Findspot: Egypt, Amada

Medium/Technique Pottery
Dimensions Height: 110 cm (43 5/16 in.)
Credit Line Helen and Alice Colburn Fund
Accession Number1985.808

DescriptionPottery coffin of a boy named Paneferneb. The coffin is wheel-made of an alluvial clay, and the face and chest are part of a removable plate that allowed the introduction of the body. The head end is capped by a blue and yellow striped headdress bound by a headband of lotus petals with a pendant blue lotus flower. The face and crossed hands are painted red, and an elaborate floral collar of blue lotus petals covers the chest. Below, pairs of wadjet eyes, lotus flowers and Anubis jackals flank a figure of the goddess Nut with her wings outstretched. The lower portion of the coffin is divided into four panels, the uper two showing the god Osiris and the lower two portraying the Four Sons of Horus. The bands of hieroglyphic text separates the panels. The hieroglyphs read: Dd mdw n Wsir nb nHH HqA Dt xnty Imnty
Provenance1920, excavated at Gurob, Egypt (Grave 275) by the British School of Archaeology in Egypt [see note 1]; 1922, sent in the division of finds to Victoria Museum of Egyptian Antiquities, now part of the Gustavianum, Uppsala University Museum, Sweden (inv. no. VM 1962); by about 1970, probably stolen from the Gustavianum [see note 2]. 1985, sold by Olof S. Liden, La Cañada, CA, to the MFA [see note 3] (Accession Date: November 27, 1985); October 11, 2023, deaccessioned by the MFA for return to the Gustavianum.

NOTES:
[1] The coffin was scientifically excavated in 1920 at Gurob by the British School of Archaeology in Egypt, after which it was sent to Uppsala, Sweden. See Unseen Images: archive photographs in the Petrie Museum, ed. Janet Picton and Ivor Pridden (London, 2008), p. 54-55.

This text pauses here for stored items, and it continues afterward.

PR #8332, opened 2023-02-14
Fix delivery & submission history filtering inconsistencies

### LINKED ISSUE #8019: Can't query receiver sender channel on submission history API
## Describe the bug

Querying a specific receiver sender channel on the submission history endpoint returns submissions for all sender channels.

### Given:
- organization `foo` with sender channels `s1` and `s2`
- organization `bar` with receiver `r1` (no senders)

### Expectations

1. `/api/waters/org/foo/submissions` should return submissions for both s1 and s2.
2. `/api/waters/org/foo.s1/submissions` should return submissions for s1  only.  None for s2.
3. `/api/waters/org/bar/submissions` should return an empty array, not an error.  The org exists, but has no submissions.
4. `/api/waters/org/buzz/submissions` should return a 404 error - no such org 'blarg-org'
5. `/api/waters/org/foo.buzz/submissions` should return a 404 - no such sender 'blarg'
6. `/api/waters/org/bar.r1/submissions` should return a 404 - no such sender 'r1'.   (r1 is a valid receiver not a valid sender)

## Acceptance criteria

- [x] The submissions endpoint does the above.
- [x] There are nice unit tests for all the above variations
- [x] There should be nothing special about the sender called 'default'
- [x] The Experience team has been notified of the change and the change is coordinated with them.
- [x] The openapi specs are documented
- [x] This is a customer facing change, so it must go in the release-notes.md.
- [X] ~~Determine if the deliveries API has similar issues.  If so, ticket that work separately.~~ It does. Ticket.

## Impact on ReportStream
- Current implementation drives the Experience team bonkers.

### LINKED ISSUE #8322: Can't query receiver deliveries for all sender channels
## Describe the bug

Querying deliveries for all receivers of a sender channel does not work.

### Given:
- organization `foo` with receiver `r1` and `r2`
  - `r1` with deliveries
  - `r2` with no deliveries
- organization `bar` with no deliveries

### Expectations

1. `/api/waters/org/foo/deliveries` should return submissions for both r1 and r2.
2. `/api/waters/org/foo.r1/deliveries` should return submissions for r1 only.  None for r2.
3. `/api/waters/org/bar/deliveries` should return an empty array, not an error.  The org exists, but has no deliveries.
4. `/api/waters/org/buzz/deliveries` should return a 404 error - no such org 'buzz'
5. `/api/waters/org/foo.blarg/submissions` should return a 404 - no such sender 'blarg'

## Acceptance criteria

- [x] The deliveries endpoint does the above.
- [ ] There are nice unit tests for all the above variations
- [x] There should be nothing special about the sender called 'default'
- [x] The Experience team has been notified of the change and the change is coordinated with them.
- [x] The openapi specs are documented
- [x] This is a customer facing change, so it must go in the release-notes.md.

thetaurean:
This PR fixes inconsistent filtering behavior in the delivery and submission history endpoints.

Test Steps:
1. Ensure smoke test data is present in the database
2. Run the backend
3. `GET` the following URLs in your tool of choice and verify the result

| curl | Result |
| ---- | ------ |
| `/api/waters/org/ignore/submissions` | submission history for all senders |
| `/api/waters/org/ignore.ignore-full-elr/submissions` | 🆕 submission history for `ignore-full-elr` senders only |
| `/api/waters/org/ignore.sdfljkd/submissions` | 404 |
| `/api/waters/org/ignore/deliveries` | 🆕 delivery history for all receivers |
| `/api/waters/org/ignore.CSV/deliveries` | delivery history for `CSV` receivers |
| `/api/waters/org/ignore.sdfljkd/deliveries` | 404 |

### Old Behavior:
- Submission histories for all sending services was being returned no matter what.
  - e.g. `GET waters/someorg.somesender/submissions` would return all senders for someorg 
- Delivery histories for all receiving services could not be queried (only a specific service)
  - e.g. `GET waters/someorg/deliveries` resulted in 404 for a valid org

### New Behavior (also Release Notes):
- Submissions history can now be retrieved for a specific sender
  - e.g. `GET waters/someorg.somesender/submissions` returns only submissions from `somesender`
- Delivery histories for all receiving services can now be queried
  - e.g. `GET waters/someorg/deliveries` returns delivery history for all receivers of `someorg`
 
### Testing
- [X] Tested locally?
- [x] Added tests for submissions
- [ ] Added tests for deliveries

### Process
- [x] ~~Updated~~ Drafted the release notes?

## Linked Issues
- Fixes #8019 
- Fixes #8322 

## TODO

- New: #8424


prime-router/src/main/kotlin/history/azure/DeliveryFunction.kt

[2] The Victoria Museum of Egyptian Antiquities received the coffin in 1922 and registered it. As of about 1970, the coffin could not be located.

[3] Liden claimed to represent the owner, the Swedish artist Eric Ståhl (1918 – 1999). He sent the MFA a letter purportedly written by Ståhl, which describes how he excavated the coffin himself at Amada, Egypt, in 1937. Ståhl, however, is not known to have participated in any excavations in Egypt. Upon close inspection of the letter, what the writer describes does not match the ceramic coffin. Liden also provided the MFA with authentications for the coffin from experts in Sweden (dated 1983/1984) that now appear to be falsified.

ADDITIONAL INFORMATION:
In 2023, MFA curatorial staff noted the discrepancy between the provenance information provided at the time of purchase and the evidence published in Unseen Images (as above, note 1). This prompted an investigation into the coffin’s acquisition and ownership history. The MFA and Gustavianum exchanged information about the coffin and determined that it was taken from the museum collection without authorization and should be returned.